W tym roku, zawody  z cyklu  Spławikowe Mistrzostwa Koła odbyły się 21 kwietnia na zbiorniku Ostrowy nad Okszą.  Zbiornik doskonale sprawdził się w ubiegłym roku na naszych zawodach, więc w tym roku znów postanowiliśmy zorganizować nasze zawody na tej wodzie. Co prawda, były obawy, że tegoroczna opóźniona zima spowoduje pewne problemy z rybami ale na miejscu jeszcze raz okazało się, że drobnej ryby jest tam bardzo dużo.
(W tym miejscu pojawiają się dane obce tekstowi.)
PR #406, opened 2018-07-05
Code cleaning - ApiService

Senyoret1:
Changes in the first commit:
- `Http` has been replaced with `HttpClient`, as `Http` has ben deprecated. The change was also made in `PriceService` to completely delete `Http`.
- The querystrings are created using `HttpParams`, instead of manually adding the text to the URL. 
- The type was added to various parameters and functions that did not have it.
- The function for processing the errors now returns the `error.error` text by default, because before it returned the complete error and the text of `error.message` was being used by default by the components, which was not adequate. For example, this error was being displayed:
lg
with the change now this error is shown:
imagen
- Small modifications were made to the e2e tests because they were failing locally.

In general, this pr was made while cleaning the `ApiService` code. There are still some methods that should not be inside `ApiService`, but they will be moved when cleaning the code of the services in which those methods should be.

### DIFF
--- a/src/app/services/api.service.ts
+++ b/src/app/services/api.service.ts
@@ -1,5 +1,5 @@
 import { Injectable } from '@angular/core';
-import { Headers, Http, RequestOptions } from '@angular/http';
+import { HttpClient, HttpHeaders, HttpParams } from '@angular/common/http';
 import { Observable } from 'rxjs/Observable';
 import 'rxjs/add/observable/of';
 import 'rxjs/add/observable/throw';
@@ -16,7 +16,7 @@ export class ApiService {
 
   private url: string;
 
-  constructor(private http: Http,
+  constructor(private http: HttpClient,
               private translate: TranslateService,
               private coinService: CoinService) {
     this.coinService.currentCoin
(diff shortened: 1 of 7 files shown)


Senyoret1:
Changes in the second commit: 
- Now `ApiService.getErrorMessage` only returns text strings. The texts are filtered with `parseResponseMessage` directly in `ApiService.getErrorMessage`, so it is not longer needed to do it in many parts of the code before displaying the messages.

src/app/services/api.service.ts
```diff
@@ -41,60 +42,63 @@ export class ApiService {
...
-      : this.translate.get('service.api.server-error')
-          .flatMap(message => Observable.throw(new Error(message)));
+  private getErrorMessage(error: any): Observable<string> {
+    if (error.error) {
+      return Observable.throw(new Error(parseResponseMessage(error.error.trim())));
+    } if (error.message) {
+      return Observable.throw(new Error(parseResponseMessage(error.message.trim())));
+    }
+
+    this.translate.get('service.api.server-error')
```
mahansky: Missing `return`

src/app/services/price.service.ts
```diff
@@ -36,7 +36,7 @@ export class PriceService {
     }
 
     this.http.get(`https://api.coinmarketcap.com/v2/ticker/${this.cmcTickerId}/`)
-      .map(response => response.json())
-      .subscribe(response => this.price.next(response.data.quotes.USD.price));
+      .map(response => response)
```
mahansky: This line is not required anymore

src/app/services/api.service.ts
```diff
@@ -41,60 +42,63 @@ export class ApiService {
   }
 
   get(url, params = null, options = {}): Observable<any> {
-    return this.http.get(this.getUrl(url, params), this.returnRequestOptions(options))
-      .map((res: any) => res.json())
+    return this.http.get(this.getUrl(url), this.getRequestOptions(options, params))
+      .map((res: any) => res)
```
mahansky: not required

src/app/services/api.service.ts
```diff
@@ -41,60 +42,63 @@ export class ApiService {
...
   }
 
-  post(url, body = {}, options: any = {}) {
+  post(url, body = {}, options: any = {}): Observable<any> {
     return this.getCsrf().first().flatMap(csrf => {
       options.csrf = csrf;
-      return this.http.post(this.getUrl(url), body, this.returnRequestOptions(options))
-        .map((res: any) => res.json())
+      return this.http.post(this.getUrl(url), body, this.getRequestOptions(options))
+        .map((res: any) => res)
```
mahansky: not required

PR #411, opened 2018-07-12
Add the coin selection screen

### LINKED ISSUE #369: Design for choosing coins
Note: this design should NOT be implemented immediately, I put it here to get opinions.

Currently the wallet allows to select different coins, but the design is very simple. To change the coin, simply use the `<select>` in the upper right corner:
ac1
I did some tests (in an image editor, there is still no written code) and I think the appearance would improve using this style (expand the image to see the details):
ds1
It is a relatively simple change, which does not break the current graphic style. Previously I was testing another design, I do not like it that much (because it is less consistent with the current design and would be more difficult to integrate it with the desktop wallet later, if required), but I put it here just in case:
ds2
Additionally, I think it would be good to show the coin list in a modal window, like this one:
ds3
Any opinion is welcome.

Ping: @gz-c

Senyoret1:
Fixes #369 

Changes:
- A new button for changing the current coin was added to the header.
- The coin selection screen was created.
- The options for changing the coin that were present previously have not been eliminated yet.


Senyoret1:
:astonished: I changed it, thanks.

PR #414, opened 2018-07-13
 Language selection options 

Senyoret1:
Changes:
- The modal window for selecting the language was added:
modal

- The window is displayed when opening the wizard, before the the disclaimer, if the user does not have wallets.

- It is possible to change the language in one of the header menus. Probably it would be good to eliminate one of the buttons in another PR and keep only one menu, because the current distribution is a bit confusing: 
menu

- The black bar with options at the top of the header was deleted, because it is no longer necessary.

- The Test language was removed.

- The necessary additional e2e tests were created in the onboarding screen, so that the rest of the tests could work (due to the changes in the flow of the UI).


e2e/onboarding-create.e2e-spec.ts
```diff
@@ -20,6 +20,22 @@ describe('Onboarding Create', () => {
...
+  it('should not close the language selection modal by pressing outside the window', () => {
+    expect<any>(page.closeOutsideSelectLanguageModal()).toEqual(true);
+  });
+
+  it('should not close the language selection modal by pressing the X button', () => {
+    expect<any>(page.closeSelectLanguageModal()).toEqual(true);
+  });
+
+  it('should close the language selection modal by selecting a language', () => {
+    expect<any>(page.selectLanguaje()).toEqual(false);
```
mahansky: typo in method name

mahansky:
Here is an example of how it would look on Chrome

screen shot 2018-07-16 at 15 46 29

Senyoret1:
That sounds good. Do you have any particular font or library in mind?

mahansky:
You don't need a lib/font, it's just unicode characters. You can see them here with their codes http://www.unicode.org/emoji/charts/full-emoji-list.html#country-flag

For example code like this:
```
U+1F1E6 U+1F1EC
```
Can be converted to HTML by replacing `U+` with `&#x` and appending with `;` like this:
```
&#x1F1E7;&#x1F1EC;
```
Which will give you 🇧🇬

Senyoret1:
I did some tests and it probably would not be practical to use Unicode values due to compatibility issues. In a pc with Windows 10 the flags were not shown (although other emojis had no problems) in any of the browsers (latest versions of Chrome, Firefox and Edge). However, I was able to see the flags using Firefox on a PC with Windows 7, and on that same PC I could not see neither the flags nor the emojis using the lastest version of Chrome.

Maybe using bitmaps is the most consistent solution, plus it is easier to avoid copyright problems.

PR #417, opened 2018-07-14
Fix send tx -> change coin UX

Senyoret1:
Changes:
- If the user changes the coin while viewing the send coins form, the form is restarted, even if the system is in the process of creating the transaction (just before showing the preview).

- If the user changes the coin while viewing the preview of a transaction, the preview is closed and the send coins form is displayed again (without data).

- If the user tries to change the coin while a transaction is being sent, an error message is displayed:
msg


mahansky:
What is the `restarting` variable for?
https://github.com/skycoin/skycoin-web/pull/417/files#diff-5351343b12a6947e88a5d998ea493d85R43
I tried to remove it and I haven't noticed any difference in behaviour of the form.

Senyoret1:
It is used so that the form disappears for 1 frame. The goal is to avoid 2 problems:

- If you fill out the form and then change the coin, removing the form for a frame causes the fields to be reset.

- If you press the preview button and change the coin before the preview is shown, the form is reset correctly, but when the transaction is created the event is dispatched and the preview of the transaction created with the previous coin is displayed. Removing the form for a frame prevents that.

PR #434, opened 2018-07-18
Change tx icons

### LINKED ISSUE #422: Change the "sent" and "received" icons
The icons are confusing on the history page, because it is not immediately obvious which direction indicates if the transaction is incoming or outgoing.

Senyoret1:
Fixes #422 

Changes:
- The history page now shows a green icon for incoming transactions and a red one for outgoing transactions. Additionally, the icon is the same one used in the header, to maintain consistency. The change does not have esthetic ends, the objetive is to help to be able to quickly navigate through the history of transactions, because the icons that have been used until now are difficult to differentiate in a quick glance:
old
new

- `TransactionInfoComponent` uses the new colored icons, but only if opened in the history page. When sending a transaction the icon is blue, to avoid generating a negative feeling with the red color. However, the blue icon was replaced by the one in the header, to maintain consistency.


mahansky (approved):
Good idea, I'm not a huge fan of the colors though. I would probably try grey (sent) and blue (received) and leave TransactionInfoComponent without change. It's up to you..

Senyoret1:
I tried some other designs and I liked almost nothing, but maybe this could work:
icons
The vertical line allows to know if the arrow is entering or leaving, and the two designs seem to be different enough to differentiate them in a quick view of the list (mainly due to the overall shape). it's a very simple change, but at least it's consistent with the rest of the design. What do you think, @mahansky?

mahansky:
I don't know, I'm not too happy with that either. I mean, the logic behind it is good; Maybe a dot instead of a line with a bit of space? `. <` and `. >`.

Senyoret1:
I changed the lines with dots, as you suggested. Viewing the result I think it is not so easy to differentiate the two icons, as with the lines, which is a problem. Here is an example:
dot

I also modified the line icons, using smaller arrows. I think it looks a little better than with the big arrows:
small

Actually I did some tests with more elaborate designs, but the design of the wallet has very simple elements. It is difficult to use an icon with a complex design and make it look consistent, so I think the options are few. Here is an example of a complex design I tried:
shadow

mahansky:
The last one is pretty sweet but as you said, it doesn't really fit into the current design.
What if you combined the lines and that last design in such a way that the line would be on the very left of the transaction row (similar to border but on the inside and not full height) and the arrow the way it was or maybe smaller, bit closer to the left?
Kind of hard to describe it but I dont have any img editor on this computer.

gz-c:
@Senyoret1 this is very old, are we continuing with it?

Senyoret1:
@gz-c I stoppend working on this long ago, so I will close it. If needed, I will check it again later

PR #442, opened 2018-07-19
Use only one menu

### LINKED ISSUE #438: Improve the header menus
Currently it does not seem necessary to have more than one menu in the upper right corner. Additionally, the icons do not seem to indicate clearly what each menu is for.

Zaletą tego zbiornika jest dobra lokalizacja wokół Częstochowy i ładana okolica, zbiornik położony jest wśród lasu. Dodatkową zaletą jest również w miarę równa linia brzegowa, gdzie można śmiało zmieścić 30 stanowisk, co nas najbardziej interesowało i było jednym z kryteriów organizacji na tej wodzie zawodów.
Z racji tego, że zawody miały rangę mistrzowską, musiały się odbyć w dwóch turach, gdzie każda z tur trwała po trzy godzinny.Było to trochę męczące, bo w jednym dniu każdy z uczestników zaliczył jakby podwójne zawody ale z drugiej strony przeznaczyliśmy na organizację tylko jeden dzień. By nie przedłużać niepotrzebnie zawodów, ograniczyliśmy losowanie stanowisk tylko do jednego razu tak, że druga tura zawodów odbywała się na tych samych stanowiskach co pierwsza. W związku z tym, że były to zawody o spławikowe mistrzostwo koła, jedyna metoda połowu ryb dopuszczona do punktacji była na spławik.
Na miejscu zbiórki o godz. 6.00 rano, stawiło się 26 uczestników, w tym dwie kobiety,  jeden junior oraz czterech kadetów.
Po przeprowadzeniu losowania, rozpoczęcie pierwszej tury postanowiono wyznaczyć na godz. 9.00 a drugiej tury na godz. 13.30
Podobnie jak w ubiegłym roku, dominującą rybą na jakiej budowało się wynik, była drobna płotka.  Z początku zawodów, ryby brały dość delikatnie,  brania trzeba było delikatnie przeczekać i łowić na delikatne zestawy, bo było dużo pustych zacięć ale w miarę upływu czasu, brania nabierały tempa, tak, że każdy z łowiących mógł się pochwalić jakimś połowem.  W miarę zwiększenia intensywności brań, można było zwiększyć gramaturę spławików, tak by można było szybciej odławiać drobne ryby. 
Po zakończeniu pierwszej tury, komisja sędziowska dokonała ważenia i podsumowania wyników a reszta uczestników udała się na poczęstunek, który w tym roku stanowiła pyszna zupa mięsna, sporządzona przez małżonki naszych gospodarzy koła, za co im serdecznie dziękujemy. 
Po  pokrzepieniu ducha i naszych żołądków oraz małym odpoczynku, udaliśmy sie na stanowiska by rozpocząć II turę.
W trakcie drugiej tury, również dominującą, poławianą rybą była drobna płotka na której budowało się końcowy wynik,  ale jednocześnie złowiono pojedyńcze bonusy w postaci jazi, krąpi i jednego lina.. 
Po zważeniu i podliczeniu wyników, można było przedstawić końcowe wyniki.
I tak, w kategorii junior, wynikiem ogólnym  3520 pkt. zwyciężył  Mikołaj Kaszper



I tak, w kategorii kadet, wynikiem ogólnym  1400 pkt. zwyciężył  Kwec Patryk



W kategorii kobiet, wynikiem ogólnym 3060 pkt. zwyciężyła Ela Kot



W kategorii senior, wynikiem ogólnym 8040 pkt. zwyciężył Mariusz Banasik



Zawody z racji ilości ryb jak i ogólnej wagi można zaliczyć do udanych, jedynie szkoda, że wielkość poławianych ryb nie była zbyt duża i nie dostarczyła emocji w trakcie holu. Jednocześnie poziom rywalizacji stał na wysokim poziomie i do końca ważyły się losy pierwszego miejsca w kategorii seniorów.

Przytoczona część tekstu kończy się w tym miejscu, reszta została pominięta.